XenCenter monitoring NVIDIA K2 GPU usage

XS6.2 SP1 introduced virtualised GPU technology, vGPU to the XenDesktop platform, enabled by HDX 3D Pro and to accompany this technology, new metrics were also added to Citrix XenServer allowing access to metrics available from NVIDIA’s K1 and K2 GRID cards via their NVML libraries.

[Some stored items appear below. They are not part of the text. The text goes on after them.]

PR #315, opened 2016-11-04
Code fixes, cleanup

taers232c:


src/gam.py
```diff
@@ -10439,11 +10439,7 @@ def ProcessGAMCommand(args):
     elif command in [u'oauth', u'oauth2']:
       argument = sys.argv[2].lower()
       if argument in [u'request', u'create']:
-        try:
-          login_hint = sys.argv[3]
-        except IndexError:
-          login_hint = None
-        doRequestOAuth(login_hint)
+        doRequestOAuth(sys.argv[3] if len(sys.argv) > 3 else None)
```
jay0lee: Let's leave this as is, it's more lines but easier to understand what's happening.

PR #317, opened 2016-11-05
Fixes/Updates

taers232c:
GamCommands.txt
Update documentation

gam.py
doCheckServiceAccount
Correct my previous update - Lines 1211/1241

doCalendarDeleteEvent:
Eliminate duplicate events - Line 3337
Fix error message - LInes 3344/2245
Pass sendNotifications to API - LInes 3323,3349

doCalendarAddEvent
Update error message - LIne 3461

doGetCrosInfo
Add query capability - Lines 7992/8078


taers232c:
Jay,

I set it to False because the parameter is a Boolean and False is the Google default. If you believe that Google may change the default to True in the future and, therefore, None will pick up the new default, then notifyattendees should take a true/false value as you'll then have no way to turn off sendNotifications.

Ross
--
ross.scroggs@gmail.com

PR #323, opened 2016-11-09
Standardize getting login_hint for create project and oauth request

taers232c:


src/gam.py
```diff
@@ -6883,17 +6883,24 @@ def doDelProjects():
...
-    while True:
-      login_hint = raw_input(u'\nWhat is your G Suite admin email address? ')
-      if login_hint.find(u'@') == -1:
-        print u'Error: that is not a valid email address'
-      else:
-        break
+def getValidateLoginHint(login_hint):
+  def validEmailAddr(addr):
+    loc = addr.find(u'@')
+    return loc > 0 and loc < len(addr)-1
```
jay0lee: Sorry, missed this PR before pushing 4.03.

For email check, let's do something like:

http://stackoverflow.com/a/8022584/1503886

which will catch a few other bad addresses like:

user@example    # no TLD no dot
user@example@example.com  # two @ symbols

since we can't be 100% email is a valid Google account. We may want to re-prompt for the account on additional runs of create project and other commands that use this.

PR #345, opened 2016-11-19
Update runCmdForUsers

taers232c:
Eliminate default runCmdForUsers
Qualify inside runCmdForUsers whether user wants auto batch


jay0lee:
Purpose of runCmdForUsers is to allow some commands to default to batch. There's no reason IMAP updates, message deletes, etc shouldn't run in batch when it results in an order of magnitude increase in speed. Output style commands will have batch disabled by default.

We can still give users ability to choose but default should be batch for do / update commands.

The new metrics available are:

Class

Name

Units

Description

Enabled by default?

Condition for existence

Host gpu_memory_free_<pci-bus-id> bytes Unallocated framebuffer memory  No A supported GPU is installed on the host
Host gpu_memory_used_<pci-bus-id> bytes Allocated framebuffer memory  No A supported GPU is installed on the host
Host gpu_power_usage_<pci-bus-id> mW Power usage of this GPU  No A supported GPU is installed on the host
Host gpu_temperature_<pci-bus-id> °C Temperature of this GPU  No A supported GPU is installed on the host
Host gpu_utilisation_compute_<pci-bus-id> (fraction) Proportion of time over the past sample period during which one or more kernels was executing on this GPU  No A supported GPU is installed on the host
Host gpu_utilisation_memory_io_<pci-bus-id> (fraction) Proportion of time over the past sample period during which global (device) memory was being read or written on this GPU  No A supported GPU is installed on the host

We are limited to the metrics available from NVML and as such the users should be aware that the metrics do pertain to the physical GPU.

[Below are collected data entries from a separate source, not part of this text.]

PR #348, opened 2016-11-21
Set gam variables on command line; expand auto batch

taers232c:
auto_batch_min
	Automatically generate gam batch commands for commands gam `<UserTypeEntity>` ...
        If this variable is = 0, no gam batch commands will be automatically generated
        If this variable is > 0, gam batch commands will be automatically generated if the number of users in `<UserTypeEntity>` exceeds auto_batch_min
	If this variable is < 0, gam batch commands will be automatically generated for selected commands if the number of users in `<UserTypeEntity>` exceeds -auto_batch_min
        gam batch commands are never generated for gam `<UserTypeEntity>` info|print|show ...
        Default: -1, generate gam batch commands for selected commands

### DIFF
--- a/src/GamCommands.txt
+++ b/src/GamCommands.txt
@@ -18,7 +18,7 @@ Primatives
 <FalseValues>= false|off|no|disabled|0
 <DataTransferService> ::= googledrive|gdrive|drive|"drive and docs"
 <ProductID> ::= Google-Apps|Google-Coordinate|Google-Drive-storage|Google-Vault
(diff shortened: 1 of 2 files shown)


jay0lee:
Ross, I'm not going to be able to digest this large a PR at this point can you:
-hold off on the gam config stuff, I'm not comfortable adding that in until we have a simpler way to expose the config options to users (simple UI rather than a bunch more gam command arguments that aren't clear to users)
-resubmit the small fixes here like the site verification API enable as individual PRs.

taers232c:
Jay,
I put up the original PR 30 days ago and this is the first I've heard from you. I'll resubmit the small fixes this time but please provide more timely feedback in the future so I don't have to redo the work.

Ross

PR #376, opened 2016-12-31
Update licenses

taers232c:
Update documentation for new license aliases
Allow full SKU to be specified

### DIFF
--- a/src/GamCommands.txt
+++ b/src/GamCommands.txt
@@ -17,10 +17,17 @@ Primitives
 <TrueValues> ::= true|on|yes|enabled|1
 <FalseValues>= false|off|no|disabled|0
 <DataTransferService> ::= googledrive|gdrive|drive|"drive and docs"
-<ProductID> ::= Google-Apps|Google-Coordinate|Google-Drive-storage|Google-Vault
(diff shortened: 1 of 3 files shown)


src/GamCommands.txt
```diff
@@ -17,10 +17,17 @@ Primitives
...
 <FalseValues>= false|off|no|disabled|0
 <DataTransferService> ::= googledrive|gdrive|drive|"drive and docs"
-<ProductID> ::= Google-Apps|Google-Coordinate|Google-Drive-storage|Google-Vault
-<SKUID> ::= apps|gafb|gafw|gsbasic|gafg|gams|gau|unlimited|d4w|dfw|gsbusiness|coordinate|vault|vfe|
+<ProductID> ::= Google-Apps|Google-Drive-storage|Google-Vault|Google-Coordinate
+<SKUID> ::= gafb|gafw|basic|gsuite-basic|
+	    gafg|gsuite-government|
+	    gal|lite|gsuite-lite|
+	    gams|postini|gsuite-gams|
+	    gau|unlimited|gsuite-business|
```
jay0lee: Just a minor nitpick. I'd prefer to see just the "canonical" command listed instead of every possible variation which does the exact same thing. For example, just list "gsuite-business" as the SKU instead of all the other possible strings that do the same thing. I leave the multiple options around mostly for backwards compatability and to try and do things right if user enters things a slightly different way.

PR #389, opened 2017-01-15
Allow field selection/deselection in gam print courses

taers232c:


jay0lee:
I'd like to see these reworked so that they dynamically determine possible fields. That way when Google provides additional fields on their end GAM simply supports it w/o a code change.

Those looking to use these metrics in benchmarking analysis may also be interested in some of the previous blogs on GPU benchmarking on the Citrix blogs such as:

Over the last few versions of XenServer we’ve been increasing the number of metrics available and also improving the documentation and alerting mechanisms around these metrics. These new metrics complement those comprehensively documented in Chapter 9 of the XenServer 6.2 Administrators Guide. The documentation is extensive and covers:

  • Existing metrics and their units including IOPs per virtual disk, latency, CPU usage, CPU P-states and many others
  • Details of metrics not enabled by default and how to enable them
  • Documentation for tools to generate the metrics in csv format
  • How to enable and view metrics from XenCenter
  • How to configure alerts and automated emails based on metric thresholds

The metrics from XenServer are available from the XenCenter GUI (details included in this blog) but are also programmatically directly available to sys. admins. and many are incorporated into third party monitoring products such as CA Nimsoft, EGInnovations, Goliath’s MonitorIT and many others. The availability of these new metrics should help XenDesktop users looking to monitor and benchmark GPU usage and I hope we will soon see the new metrics incorporated into third party monitoring products.

For developers and enthusiastic system administrators looking to write monitoring products we also provide developer guides on the xenserver.org site, including sample code for metric collection.  The metrics are available not only from the XenServer command line interface (xe CLI) but also via the XenServer PowerShell cmdlets, python, Java, C# and C APIs.